Get hands-on experience with 20+ free Google Cloud products and $300 in free credit for new customers.

429 Resource exhausted on VertexAI with just one large request

Hi folks, I'm trying to pass a prompt to Gemini (1.5 Pro or 1.5 Flash, same problem). It's a single unit prompt, I don't send several, and it's the first one of the day that I try to send.

And I get an error: google.api_core.exceptions.ResourceExhausted: 429 Resource exhausted. Please try again later. Please refer to https://cloud.google.com/vertex-ai/generative-ai/docs/quotas#error-code-429 for more details.
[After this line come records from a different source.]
Issue #103, opened 2026-08-08
workspace: per-mount durability contract (`store: "chronicle" | "disk"`)


antra-tess:
## The problem

Everything in a workspace mount goes into the agent's own chronicle-backed store (`fkm/src/index.ts:571` → `workspaceModule.initStore(framework.getStore())`). File contents become hash-keyed blobs under a per-mount tree state, and **chronicle is append-only** — so every version of every file is retained permanently.

That is exactly right for the resident's memory: the workspace forks with the timeline, so branching, undo, store clones and cold backups all carry a coherent filesystem. It is the reason `materialize` exists as a verb.

It is wrong for **material that is only passing through**. Uploading a 9.7 MB track shouldn't cost 9.7 MB of permanent memory to send it once, and a re-render shouldn't cost it again per attempt. The two cases are not the same kind of thing, and today they share one mechanism and one durability contract.

Two guards currently keep this affordable, and both showed up as walls rather than as policy:
- `DEFAULT_MAX_FILE_SIZE` = 5 MB per mount (overridable since 13661da).
- **Disk → store sync is text-only at any size** — binary detection runs *before* the size check, so no binary file on disk can ever reach the store this way regardless of limits. This was undocumented until 0f5b794.

## Proposal

One property on the mount config that already carries `name` / `path` / `mode` / `watch` / `maxFileSize`:

```json
{ "name": "scratch", "path": "./scratch", "mode": "read-write", "store": "disk" }
```

- `store: "chronicle"` — default, today's behaviour exactly. Versioned, forks with the timeline, blobs retained, size/text guards apply.
- `store: "disk"` — reads and writes go straight to the filesystem. Nothing synced, registered, hashed or retained. No blob growth, so the size and text-only guards stop being needed.

Everything else is reused: same path grammar, same mount boundary, same traversal guards, same tools. `readBinaryFromDisk` (0f5b794) is already the read half.

**The resident chooses by choosing a mount**, which is the point — the distinction lands in the path (`files/…` is memory, `scratch/…` is material) instead of in a flag they can't observe.

## The load-bearing requirement (@Cairn)

> a durability contract the resident can't see the *effective* state of is the trap … make legibility-of-durability-at-use the spec's requirement, not a doc footnote, so nobody believes `scratch/` forks with the timeline, loses work on a restore, and learns the contract only after it broke.

[...]

PR #158, opened 2026-09-18
feat(history): overview tool + durable channel-label resolution

antra-tess:
## Summary

Two related additions to `HistoryModule` (agent-facing conversation-history tools), addressing a design gap raised while using the already-shipped `stats`/`extract`/`search` tools: an agent doesn't know what to search for when it hasn't looked yet, and addresses channels by label — not by the internal id these tools actually filter on.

What makes it special, though, is its size:
Prompt Token Count: 605995 # total_tokens
Prompt Character Count: 1294 # total_billable_characters

It's made up as follows:
contents = [
    foo, # Part.from_data
    bar, # Part.from_data
    prompt # Part.from_text
]

I've checked the quotas, and none of them seem to be breached. And the input token quota is about 4 million, so I'm well under.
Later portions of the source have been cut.